Insofar as I know, Mr. Carter, President Obama and I agree that torture is illegal, that water boarding is torture, and that the Bush Administration water boarded detainees. And of course there are also documented deaths of detainees under the last administration, apart from these three characters at Gitmo. What is President Obama’s motive for failing to investigate these crimes (“covering up” implies more than is necessary)? Perhaps the fact that it’s a battle he hasn’t any desire to wage, because he’d rather spend his political capital on other matters, and he knows that the American people as a whole would rather pretend that prisoner abuse under the Bush Administration never happened.

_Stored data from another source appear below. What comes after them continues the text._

PR #472, opened 2021-08-05
Enhance CPE generation 

### LINKED ISSUE #396: Use of asterisk (*) in CPEs leading to many false positives in vulnerability matching
It would be ideal to find ways to minimize the use of stars (a.k.a. asterisks / `*`) in CPE fields in generated CPEs to minimize the number of false positives in downstream vulnerability matching.

The ultimate goal is to reduce the count of false positives that Grype produces. The amount of FP reduction considered acceptable will be a judgment call by the team.

We'll need a feedback loop, where we can make targeted changes to Syft's CPE-generation logic and evaluate if that had the intended effect of reducing false positives in Grype's matching.

Strategies to consider trying:

1. ~Replace all `*` (any) with `-` (N/A).~
2. Do the above replacement for only the VENDOR field.

Use the available test harness tooling to get the results for any given change made.

### LINKED ISSUE #471: Enhance CPE generation to improve downstream matching in grype
After completing #396  there is room for further improvements to help with FP matches in grype.

- [x] Re-enable searching for jenkins (and other) plugins https://github.com/anchore/syft/blob/v0.19.1/syft/pkg/cataloger/cpe.go#L334 
- [x] Generate CPE candidates to attempt to match on umbrella projects from sub-component packages (e.g. match on a vendor of `cloudbees` from a package called `cloudbees-some-component`) based on hyphen/underscore splitting.
- [x] When generating vendors and products during CPE generation for java packages, both the artifactID and groupID should be used for both vendor and product values, not just artifactIDs for products and groupIDs for vendors in isolation.
- [x] Add “Extension-Name” and "Automatic-Module-Name" for groupID processing for java packages during CPE generation (a source for product and vendor information).
- [x] Add “ruby-lang” vendor value for gems.

wagoodman:
Closes #396 
Closes #471


syft/pkg/cataloger/cpe.go
```diff
@@ -323,15 +343,152 @@ func groupIDFromPomProperties(p pkg.Package) string {
...
+		// there is a strong indication that the artifact ID is really a group ID, don't use it
+		return ""
+	}
+	return artifactID
 }
 
-func shouldConsiderGroupID(groupID string) bool {
-	if groupID == "" {
-		return false
+func groupIDsFromJavaPackage(p pkg.Package) (groupIDs []string) {
```
luhring, line 354: What is the purpose of naming the function's result parameter?

luhring: (ditto this question for other occurrences below, but I'll keep to just one PR comment for all of them)

syft/pkg/cataloger/cpe.go
```diff
@@ -323,15 +343,152 @@ func groupIDFromPomProperties(p pkg.Package) string {
...
+			}
+		}
+
+		// keep track of the trailing separator for the next loop
+		lastToken = rawCandidate[len(rawCandidate)-1]
+	}
+	return results
+}
+
+func trimHyphenOrUnderscore(r rune) bool {
```
luhring, line 455: It'd be nice to have a doc comment that explains why this function exists and what it does. (I did figure this out through looking around, but it'd be nice to have the answer more immediately if possible.)

syft/pkg/cataloger/cpe_specificity.go
```diff
@@ -1,31 +1,46 @@
...
 type ByCPESpecificity []wfn.Attributes
 
-// Implementing sort.Interface
 func (c ByCPESpecificity) Len() int      { return len(c) }
 func (c ByCPESpecificity) Swap(i, j int) { c[i], c[j] = c[j], c[i] }
 func (c ByCPESpecificity) Less(i, j int) bool {
-	return countSpecifiedFields(c[i]) > countSpecifiedFields(c[j])
+	iScore := countSpecifiedFields(c[i])
+	jScore := countSpecifiedFields(c[j])
+	if iScore == jScore {
```
luhring, line 18: nit: Some vertical space surrounding the if block could help readers follow what's happening, and visualize the distinct concerns being addressed

syft/pkg/cataloger/cpe_specificity.go
```diff
@@ -1,31 +1,46 @@
...
+	checksForSpecifiedField := []func(cpe wfn.Attributes) (bool, int){
+		func(cpe wfn.Attributes) (bool, int) { return cpe.Part != "", 2 },
+		func(cpe wfn.Attributes) (bool, int) { return cpe.Vendor != "", 3 },
+		func(cpe wfn.Attributes) (bool, int) { return cpe.Product != "", 4 },
+		func(cpe wfn.Attributes) (bool, int) { return cpe.Version != "", 1 },
+		func(cpe wfn.Attributes) (bool, int) { return cpe.TargetSW != "", 1 },
 	}
 
-	count := 0
+	var weightedCount int
```
luhring, line 37: I'd suggest being explicit about the initial value here, even if there's no difference in behavior. I think it helps the reader understand that we're counting, and that we may end up returning `0` here.

syft/pkg/cataloger/cpe_specificity.go
```diff
@@ -1,31 +1,46 @@
...
 }
 
 func countSpecifiedFields(cpe wfn.Attributes) int {
-	checksForSpecifiedField := []func(cpe wfn.Attributes) bool{
-		func(cpe wfn.Attributes) bool { return cpe.Part != "" },
-		func(cpe wfn.Attributes) bool { return cpe.Product != "" },
-		func(cpe wfn.Attributes) bool { return cpe.Vendor != "" },
-		func(cpe wfn.Attributes) bool { return cpe.Version != "" },
-		func(cpe wfn.Attributes) bool { return cpe.TargetSW != "" },
+	checksForSpecifiedField := []func(cpe wfn.Attributes) (bool, int){
```
luhring, line 29: Given this change in the function's behavior, I'd suggest updating the function name to reflect the implementation (i.e. indicate that there's more happening than just a counting of fields that are specified). I'm not opinionated on the new name but can provide ideas if that's useful

syft/pkg/cataloger/cpe.go
```diff
@@ -1,16 +1,27 @@
 package cataloger
```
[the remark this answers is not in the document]
wagoodman: agreed (I resisted a lot of possible refactors on this PR that I think there is a lot of room for).

internal/string_helpers.go
```diff
@@ -13,6 +13,16 @@ func HasAnyOfPrefixes(input string, prefixes ...string) bool {
 	return false
 }
 
+func ContainsString(input string, collection []string) bool {
```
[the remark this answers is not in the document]
wagoodman: It had been slice-based in the past and it tipped over in the later commits in the PR to set-based. I need to comb back through the PR and do more slice-to-set conversions here 👍

syft/pkg/cataloger/cpe_specificity.go
wagoodman: I can make the update, but I don't think I follow why the assigning a 0 when a zero-value will do helps with readability.

syft/pkg/cataloger/cpe.go
wagoodman: this was for convenience for simpler functions, no other reason

internal/string_helpers.go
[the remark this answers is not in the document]
wagoodman: I think I'll limit this transition to only the newly changed code --I'll remove the new string helper and use a set for this. When we do [future refactors](https://github.com/anchore/syft/pull/472#discussion_r685266208) we can think about the value of moving more of the cpe generation logic to set-based objects.

syft/pkg/cataloger/cpe_specificity.go
luhring: I appreciate this deference greatly 🙏 The change is helpful to me, and you've given me something to think about better articulating in the future. 🤔

syft/pkg/cataloger/cpe.go
luhring: Interesting, okay thanks! 👍

luhring (approved):
Looks great! 👏

wagoodman:
rebased / force pushed to incorporate https://github.com/anchore/syft/pull/474

Issue #242, opened 2020-10-26
Add Pipenv support (Pipfile.lock)


wagoodman:
Add support for Pipenv by cataloging packages found in the `Pipfile.lock`.

(note: this is work being broken off from anchore/grype#29)

luhring:
@wagoodman Should we close this issue at this point? (in light of #473) Or is there more to do?

wagoodman:
good catch -- nope, no more to do 👍

PR #473, opened 2021-08-09
Added parser for Pipfile.lock to cataloger

Zilborg:
Signed-off-by: Nikita <33390074+Zilborg@users.noreply.github.com>

Issue: #242

### DIFF
--- a/syft/pkg/cataloger/python/parse_pipfile_lock.go
+++ b/syft/pkg/cataloger/python/parse_pipfile_lock.go
@@ -4,6 +4,7 @@ import (
 	"encoding/json"
 	"fmt"
 	"io"
+	"strings"
 
 	"github.com/anchore/syft/syft/pkg"
 	"github.com/anchore/syft/syft/pkg/cataloger/common"
@@ -48,7 +49,7 @@ func parsePipfileLock(_ string, reader io.Reader) ([]pkg.Package, error) {
 			return nil, fmt.Errorf("failed to parse Pipfile.lock file: %w", err)
 		}
 		for name, pkgMeta := range lock.Default {
-			version := pkgMeta.Version[2:len(pkgMeta.Version)]
+			version := strings.TrimPrefix(pkgMeta.Version, "==")
 			packages = append(packages, pkg.Package{
 				Name:     name,
 				Version:  version,
--- a/syft/pkg/cataloger/python/parse_pipfile_lock.go
+++ b/syft/pkg/cataloger/python/parse_pipfile_lock.go
@@ -56,7 +56,6 @@ func parsePipfileLock(_ string, reader io.Reader) ([]pkg.Package, error) {
 				Type:     pkg.PythonPkg,
 			})
 		}
-
 	}
 
 	return packages, nil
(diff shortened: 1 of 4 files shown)


syft/pkg/cataloger/python/parse_pipfile_lock.go
```diff
@@ -0,0 +1,63 @@
...
+
+	for {
+		var lock PipfileLock
+		if err := dec.Decode(&lock); err == io.EOF {
+			break
+		} else if err != nil {
+			return nil, fmt.Errorf("failed to parse Pipfile.lock file: %w", err)
+		}
+		for name, pkgMeta := range lock.Default {
+			version_ := pkgMeta.Version[2:len(pkgMeta.Version)]
```
wagoodman, line 51: clarification: is the version always prepended with `==` in every instance in `pipfile.lock`? or are there cases where other values could be expected?

wagoodman:
a couple of notes: 
- if you rebase your branch the integration test should pass
- `make lint-fix` should either fix or at least highlight locally the lint failure

syft/pkg/cataloger/python/parse_pipfile_lock.go
Zilborg: > clarification: is the version always prepended with `==` in every instance in `pipfile.lock`? or are there cases where other values could be expected?

`Pipfile.lock` is automatically generated and is a mirror of the current dependencies. (Like [package-lock.json](https://docs.npmjs.com/cli/v7/configuring-npm/package-lock-json) in npm)

wagoodman: agreed that the pipfile.lock is automatically generated. I wanted to understand more about the possible values that get prepended to the version, in this case `==` is pretty common by inspection. Would we ever expect any other value? Such as `>=`, `>`, `~`, etc... in place of the stripped `==`?

If not then it would be slightly more ideal to use:

```suggestion
			version_ := strings.TrimPrefix(pkgMeta.Version, "==")
```

syft/pkg/cataloger/python/parse_pipfile_lock.go
```diff
@@ -0,0 +1,62 @@
...
+			packages = append(packages, pkg.Package{
+				Name:     name,
+				Version:  version_,
```
wagoodman, line 54: Is there a specific reason for the suffixed `_` on the `version` variable name? If not can you remove it?
```suggestion
				Version:  version,
```

Zilborg:
fixed `_version` in both cases + rebased branch to actual version. Now all should be fine. I hope)

wagoodman:
thanks for the contribution, @Zilborg !

syft/pkg/cataloger/python/parse_pipfile_lock.go
```diff
@@ -48,7 +49,7 @@ func parsePipfileLock(_ string, reader io.Reader) ([]pkg.Package, error) {
 			return nil, fmt.Errorf("failed to parse Pipfile.lock file: %w", err)
 		}
 		for name, pkgMeta := range lock.Default {
-			version := pkgMeta.Version[2:len(pkgMeta.Version)]
+			version := strings.TrimPrefix(pkgMeta.Version, "==")
```
Zilborg, line 52: Cool! Thx! 👍

wagoodman (approved):

PR #482, opened 2021-08-13
Add option to enable http connection to registries 

kzantow:
Adds an option to allow connection to registries over `http`. This is not a strict requirement for https://github.com/anchore/grype/issues/334 but implemented for feature parity. Related to: https://github.com/anchore/grype/pull/380

Added just a very basic test, as this is just pushing configuration to `go-containerregistry`


luhring (approved):
Looks good!

PR #483, opened 2021-08-18
Fix go module tidy checks for release pipeline

### LINKED ISSUE #458: Pipelines allow unclean go.sum files that block our release pipeline
In neither of our primary pipelines (for PRs, and for releases) do we catch "unclean" `go.sum` files, where "unclean" is defined as having excess line items that would not be present after running `go mod tidy`.

We should catch this scenario in our Static Analysis pipeline (which runs for PRs), which is as far upstream we can detect this problem, short of changes to developer environments. We have most of the pieces in place to do this. But since we run our `check-go-mod-tidy` make target after having run `go mod tidy`, we aren't catching the problem. To correctly catch the problem in the Static Analysis pipeline, we need to:

- [x] remove the `go mod tidy` command from the bootstrap step (**Note**: this leaves `go mod download` as the last Go command in the bootstrapping process)
- [x] modify `go-mod-tidy-check.sh` to detect and error out upon finding a diff between _"A"_ and _"B"_, where: _"A"_ is the original `go.sum`, and _"B"_ is state of `go.sum` after running `go mod tidy`.

wagoodman:
Closes #458

### DIFF
--- a/.github/scripts/go-mod-tidy-check.sh
+++ b/.github/scripts/go-mod-tidy-check.sh
@@ -1,27 +1,31 @@
 #!/usr/bin/env bash
-set -u
+set -eu
 
-TMP_GOMOD=$(mktemp)
-TMP_GOSUM=$(mktemp)
+ORIGINAL_STATE_DIR=$(mktemp -d "TEMP-original-state-XXXXXXXXX")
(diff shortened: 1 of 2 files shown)


luhring (approved):
👏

It’s perfectly reasonable for Mr. Carter to argue that we’ve insufficient evidence to prove the Gitmo three were murdered. My own view is that there is circumstantial evidence for that claim, though so far there isn’t evidence beyond a reasonable doubt. I’d merely like to persuade Mr. Carter and other skeptics that there is enough fishiness going on here to warrant further investigation, and good reason to believe that whatever happened that night, the official narrative isn’t it. Unless perhaps someone has plausible explanations for the bulleted items above?